Careers in Millennium 2: From Excess to Less is More

The philosophy towards careers and business has made a tremendous shift in Millennium 2.

During the 1980’s and 1990’s, American business and economics looked very different from the way it looks now. The mentality of this time period was based more on the philosophy that there will always be more.  Lifestyles were geared toward working to make as much money as you can.  There will always be more.  Live in excess, because you deserve it.

A mutual fund manager named Peter Lynch took a $20,000,000 mutual fund and built it into to a $13,000,0000 mutual fund from the 1700% returns that Lynch produced on investments and from the new investments drawn into the fund the Fidelity Investments Magellan Fund he managed from 1977 – 1990.

Some of Peter Lynch’s more famous quotes reflect his confidence in himself and express confidence to his investors.  Furthermore, the quotes are reflective of the confidence that many people felt in general toward their lives: the mentality that there will always be more.

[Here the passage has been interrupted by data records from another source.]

PR #2654, opened 2025-05-17
[UX] Support `dstack ps -n NUM`

peterschmidt85:


src/dstack/api/_public/runs.py
```diff
@@ -691,28 +691,31 @@ def exec_plan(
...
             repo_id=None,
             only_active=only_active,
+            limit=limit or 100,
         )
         if only_active and len(runs) == 0:
             runs = self._api_client.runs.list(
                 project_name=self._project,
                 repo_id=None,
+                limit=limit or 100,
             )[:1]
```
jvstme: (nit) Since we only need the last run here, we can always pass `limit=1`. This may speed up the response a bit
```suggestion
            runs = self._api_client.runs.list(
                project_name=self._project,
                repo_id=None,
                limit=1,
            )
```

src/dstack/_internal/cli/commands/ps.py
```diff
@@ -36,10 +36,17 @@ def _register(self):
             help="Watch statuses of runs in realtime",
             action="store_true",
         )
+        self._parser.add_argument(
+            "-n",
+            "--last",
+            help="Show only the last N runs",
```
jvstme: (nit) It is not very intuitive that `-n` also enables displaying stopped runs, so let's at least document it.
```suggestion
            help="Show only the last N runs. Implies --all",
```

jvstme (approved):

src/dstack/api/_public/runs.py
peterschmidt85: @jvstme Active runs can be many

jvstme: This block is used for loading one stopped run if there are no active runs. It already sets the limit to one run, expect it does so after receiving the response - `[:1]`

  • “Absent a lot of surprises, stocks are relatively predictable over twenty years. As to whether they’re going to be higher or lower in two to three years, you might as well flip a coin to decide.”
  • “Go for a business that any idiot can run – because sooner or later, any idiot is probably going to run it.”
  • ‘If you spend more than 13 minutes analyzing economic and market forecasts, you’ve wasted 10 minutes.”

Peter Lynch preached that financial success is simple, formulaic, and predictable.

The writers and speakers of the era were focused on attitude of you can have it all.  The mentality was that anything is possible through goal setting and work.

“You can get everything in life you want as long as you can help enough other people get what they want.”  Zig Ziglar, Secrets of Closing the Sale (1984)

“If you go to work on your goals, your goals will go to work on you.” Jim Rohn.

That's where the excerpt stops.